Володя Чернятьев — один из лучших боксеров города. Он легковес, невысокого роста, стремительный в движениях, техничный, но и жесткий в бою, умеет перестраиваться на ходу, ставя соперника в тупик неожиданностью своих действий. Георгий Николаевич часто заставляет нас работать друг с другом, несмотря на разницу в весе — Володя должен найти противодействие моим сильным ударам, а я — его быстроте и хитрости.
Сначала Володя пробует работать со мной плотно, надеясь на свои сверхбыстрые серии и уклоны. Я вынужден тоже ответить ему сериями, уплотнив бой до предела. В таких условиях преимущество получает тот, у кого мощнее удары. Володя понимает это и разрывает дистанцию. Теперь он действует на контратаках, взрываясь и переходя в короткие резкие наскоки, когда я промахиваюсь, пытаясь достать его.
— Молодцы, ребята… оба молодцы! — говорит Георгий Николаевич. — Володя, не забывай, что твой соперник — полутяж. Авантюра здесь может кончиться плачевно… А ты, Сергей, соизмеряй удары, не увлекайся.
Во втором раунде я пытаюсь атаковать только с длинной дистанции, одиночными ударами. Володе это явно невыгодно, руки у него короче и во взаимном фехтовании он не может получить преимущества. Он перестраивается. Теперь он атакует. Сближается со мной неожиданными рывками и снова уходит на безопасное расстояние. Я перехожу на опережение. Главное для меня — уловить начало его движения, вернее, даже не начало, а вероятность начала, и вовремя встретить, не дать подойти вплотную.
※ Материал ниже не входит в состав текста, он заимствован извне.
PR #939, opened 2025-02-17
Remove IBAN option from group export

lodewiges:
Fixes https://github.com/csvalpha/amber-ui/issues/940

Володя же старается запутать меня финтами. Бой проходит с переменным успехом, но в третьем раунде, в самом конце, мне надоедает игра в кошки-мышки с соперником, которого все равно не перехитрить и не переиграть, и я снова уплотняю бой.
— Стоп… время! — подает команду Георгий Николаевич, глядя на секундомер. — Отдохните и — на снаряды.
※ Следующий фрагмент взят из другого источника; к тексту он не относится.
Issue #1400, opened 2024-11-28
Strange Behavior with Copy


yoavkatz:
If we copy a string to a nested field in another string field (which is meaningless) , we get this odd behavior that the target string field becomes a dictionary, with the copied value.
 
```
def test_copy_string_to_string_error(self):
        inputs = [
            {"source": "hello", "task_data" :3}
        ]

        targets = [{"source": "hello","task_data": {'source': 'hello'}}]

        check_operator(
            operator=Copy(field="source", to_field="task_data/source"),  <-- this should fail because task_data does not have a 'source field' . Instead it works.
            inputs=inputs,
            targets=targets,
            tester=self,
        )
```

dafnapension:
Hi @yoavkatz , it is not odd.. it is as planned, pending the flag `not_exist_ok` which is set to True, by default, for `dict_set`, which, in turn, participates in the last stage of `Copy`. It means that if `dict_set` needs to set something, and not all the way to that something exists, then dict_set instantiates all the non-existing:

```python
from unitxt.dict_utils import dict_set

dic = {"source": "hello", "task_data" :3}
try:
    dict_set(dic, "task_data/source", "hello", not_exist_ok=False) 
    print(dic)
except Exception as e:
    print(e)  # prints No path in dic {'source': 'hello', 'task_data': 3} matches query task_data/source
    
dic = {"source": "hello", "task_data" :3}

try:
    dict_set(dic, "task_data/source", "hello", not_exist_ok=True) 
    print(dic) # prints  {'source': 'hello', 'task_data': {'source': 'hello'}}
except Exception as e:
    print(e)  
```

dafnapension:
A solution could be adding a flag, `not_exist_ok`, to `Copy`,  which `Copy` will forward to `dict_set`.
Will that do?

dafnapension:
Here is how `dict_set` participates now in the last stage of `Copy`, actually: in any `InstanceFieldOperator`:
```python
            dict_set(
                instance,
                to_field,
                new_value,
                not_exist_ok=True,   # << note here
            )
  ```
  
We may want to change it to use the flag `not_exist_ok` of `InstanceFieldOperator`.
The same flag is also used for getting the value in the first stage of `InstanceFieldOperator`
So either we use the same flag for both missions, or add another flag and separate.
What would you suggest?

yoavkatz:
[...]

PR #1402, opened 2024-11-29
not_exist_ok for dict_set only allows to add a non existing key to a dictionary, or non existing entry to a list. Not a whole nested structure implied by the query

dafnapension:
closes: https://github.com/IBM/unitxt/issues/1400

Can still set a whole nested structure, but as the value being set, not through processing the query by dict_set.

### DIFF
--- a/prepare/cards/mmmu.py
+++ b/prepare/cards/mmmu.py
@@ -1,7 +1,7 @@
 from unitxt.blocks import LoadHF, TaskCard
 from unitxt.catalog import add_to_catalog
 from unitxt.collections_operators import Filter
-from unitxt.operators import ListFieldValues, MapValues
+from unitxt.operators import ListFieldValues, MapValues, SetEmptyDictIfDoesNotExist
 from unitxt.processors import LiteralEval, Lower
 from unitxt.splitters import RenameSplits
 from unitxt.string_operators import MapReplace
@@ -47,6 +47,7 @@ for name in config_names:
         ),
         preprocess_steps=[
             RenameSplits(mapper={"dev": "train", "validation": "test"}),
+            SetEmptyDictIfDoesNotExist(field="media"),
             ListFieldValues(
                 fields=[f"image_{i}" for i in range(1, 8)], to_field="media/images"
             ),
--- a/src/unitxt/operators.py
+++ b/src/unitxt/operators.py
@@ -39,6 +39,7 @@ General Operators List:
 ------------------------
 """
 
+import json
 import operator
 import uuid
 import warnings
@@ -285,6 +286,9 @@ class SetEmptyDictIfDoesNotExist(InstanceOperator):
     ) -> Dict[str, Any]:
         if self.field not in instance:
             instance[self.field] = {}
+        if not isinstance(instance[self.field], dict):
+            assert isinstance(instance[self.field], str)
+            instance[self.field] = json.loads(instance[self.field])
         return instance
 
 
--- a/src/unitxt/operators.py
+++ b/src/unitxt/operators.py
@@ -277,6 +277,17 @@ class Set(InstanceOperator):
         return instance
 
 
+class SetEmptyDictIfDoesNotExist(InstanceOperator):
+    field: str
+
+    def process(
+        self, instance: Dict[str, Any], stream_name: Optional[str] = None
+    ) -> Dict[str, Any]:
+        if self.field not in instance:
+            instance[self.field] = {}
+        return instance
+
+
 @deprecation(version="2.0.0", alternative=Set)
 class AddFields(Set):
     pass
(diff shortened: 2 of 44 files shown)


dafnapension:
I think these are rather ugly patches.. and I did not manage to cover all. 
I suggest to return back home..

prepare/cards/mmmu.py
```diff
@@ -47,6 +47,7 @@
         ),
         preprocess_steps=[
             RenameSplits(mapper={"dev": "train", "validation": "test"}),
+            SetEmptyDictIfDoesNotExist(field="media"),
```
yoavkatz, line 50: I think the media field is used by generic code,  so it should be added by the code and not the cards.

src/unitxt/operators.py
```diff
@@ -277,6 +278,20 @@ def process(
         return instance
 
 
+class SetEmptyDictIfDoesNotExist(InstanceOperator):
```
yoavkatz, line 281: The behavior of this is method is more than expected by the name.  It not only creates an empty dict if it does not exist, but also transform the field from string to dict if string is a json.  I think we should avoid such complex behavior, which is more indicative of a bug somewhere else. 

For example, on Friday I found a bug in post processing pipeline:

image

(Still not in main)

dafnapension: Hi @yoavkatz , If this helps, I found what triggered my need to add this loads to `SetEmptyDictIfDoesNotExist` (and again, just for patching with גרזנים ולומיק the need to prepare container elements, to not surprise the user):

This method, shamelessly makes `task_data` into a string:
```python
    def serialize_instance_fields(self, instance, task_data):
        if settings.task_data_as_text:
            instance["task_data"] = json.dumps(task_data)

        if not isinstance(instance["source"], str):
            instance["source"] = json.dumps(instance["source"])
        return instance
```

dafnapension:
Hi @yoavkatz , I suspect that the new `SetEmptyDictIfDoesNotExist` that I added, and the about to be added `SetEmptyListIfDoesNotExist` and the enforcement to use them before each and every existing `Set` and more over: each and every existing Operator that writes anything to any `to_field`, will drive our users crazy. Let alone the runtime it will consume.
I suggest to consider any of the following solutions:
(1) extend the possible values of `not_exist_ok` to : No, at_most_last_component, any_missing_component, 
and throw exception accordingly  (my recommendation)
(2) only allow at_most_last_component (that you feel is the decent, expected behavior), and then once an operator and an input instance like those that started the current saga will meet:
applying operator=Copy(field="source", to_field="task_data/source") on input instance
{"source": "hello", "task_data" :3} will throw a Warning, saying something like:
operator Copy employed dict_set in order to set value "hello" to an element (subfield) "task_data/source" that does not exist in the input instance, nor its implied containing subfield of type dict "task_data". (which exists, but is not a dictionary). dict_set is not allowed to generate into the instance elements implied by the query, other than the element implied by the last component. 
dict_set was invoked instead with the following query and value:  dict_set("task_data", {"source" : "hello"}) which sets a value, of type dict, to an existing element, "task_data", replacing its old value.

Other than these explanation and apologies, the computed results will remain the same, users will not have to change their existing code, and/or write tedious future invocations of dict_set s.

yoavkatz:
> Hi @yoavkatz , I suspect that the new `SetEmptyDictIfDoesNotExist` that I added, and the about to be added `SetEmptyListIfDoesNotExist` and the enforcement to use them before each and every existing `Set` and more over: each and every existing Operator that writes anything to any `to_field`, will drive our users crazy. Let alone the runtime it will consume. I suggest to consider any of the following solutions: (1) extend the possible values of `not_exist_ok` to : No, at_most_last_component, any_missing_component, and throw exception accordingly (my recommendation) (2) only allow at_most_last_component (that you feel is the decent, expected behavior), and then once an operator and an input instance like those that started the current saga will meet: applying operator=Copy(field="source", to_field="task_data/source") on input instance {"source": "hello", "task_data" :3} will throw a Warning, saying something like: operator Copy employed dict_set in order to set value "hello" to an element (subfield) "task_data/source" that does not exist in the input instance, nor its implied containing subfield of type dict "task_data". (which exists, but is not a dictionary). dict_set is not allowed to generate into the instance elements implied by the query, other than the element implied by the last component. dict_set was invoked instead with the following query and value: dict_set("task_data", {"source" : "hello"}) which sets a value, of type dict, to an existing element, "task_data", replacing its old value. This seems to achieve the requested result, and still comply with the rule that dict_set changes at most the element identified by the last component of the query.
> 
> Other than these explanation and apologies, the computed results will remain the same, users will not have to change their existing code, and/or write tedious future invocations of dict_set s.

Hi. I guess what I'm missing is how prevalent is this problem and wherher its actually a problem caused by another issue.. I means media and task data are generic fields that  should always be there and added by generic cide. If not, we need to understand why.  

In general, we need to strongly avoid complex flags, that increase the learning curve of the library.

dafnapension:
I agree (although I like flags..).   Can [this issue](https://github.com/IBM/unitxt/pull/1402#discussion_r1865602637) hint to what you are looking for? I bumped into it while needing to push this LoadJson into the patch.

dafnapension:
Too much existing code trust dict_set to fill in all missing component, and not just the last component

Я наступаю на канат, пропуская Володю из ринга.
— Замучил ты меня вдребезги, — говорю я ему. — С тобой работать три раунда все равно, что три километра в темпе стометровки пробежать.
— А ты… лихо в конце прижал, — не остается в долгу Володя. — Ударчики у тебя, дай бог!
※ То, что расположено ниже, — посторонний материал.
PR #1408, opened 2024-12-03
Adjust binary llmaj to new engines and add rits support

lilacheden:


yoavkatz (approved):

src/unitxt/llm_as_judge.py
```diff
@@ -65,12 +65,12 @@ def verify(self):
             )
 
         if isinstance(self.inference_model, OpenAiInferenceEngine):
-            if self.format and type(self.format) is not SystemFormat:
-                raise ValueError(
-                    "Error in 'LLMAsJudge' metric. Inference model 'OpenAiInferenceEngine' does "
-                    "not support formatting. Please remove the format definition from the recipe"
-                    " (OpenAi Chat API take care of the formatting automatically)."
-                )
+            # if self.format and type(self.format) is not SystemFormat:
```
OfirArviv, line 68: change it to be either None, formats.empty or formats.chat_api

OfirArviv (changes requested):

src/unitxt/llm_as_judge.py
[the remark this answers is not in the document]
yoavkatz: Except if it's empty format , which is ok.

lilacheden: @OfirArviv - the format is the artifact, not the string. How can I check the string from the artifacrt?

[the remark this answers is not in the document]
lilacheden: @yoavkatz - the current check was an error anyway as it allows for any format besides chat_api. see the above discussion with Ofir

lilacheden: @OfirArviv - to be more clear, I can check if the format is a chat api format instance, but don't know how to check if a system format is generated from "formats.empty" - this is probably where this bug emerged from in the first place

OfirArviv (approved):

Вот за это я люблю бокс. За предельную честность борьбы, за то, что он ставит точки над всеми «и» — победа или поражение. Никаких уверток, никаких компромиссов. Суровая мужественная борьба и — ответ: кто ты такой, чего сто́ишь… букашка или воистину мужчина, рыцарь.
Георгий Николаевич просит меня задержаться после тренировки. Я моюсь под душем и сажусь на скамейку возле стены. Вспоминаю, как на такой же скамейке сидел недавно в помещении балетной студии Дома культуры, готовясь к бою с Хлыбовым. Как невообразимо давно это было!
В раздевалку входит Георгии Николаевич, присаживается рядом.
— Что собираешься делать после экзаменов? — спрашивает он.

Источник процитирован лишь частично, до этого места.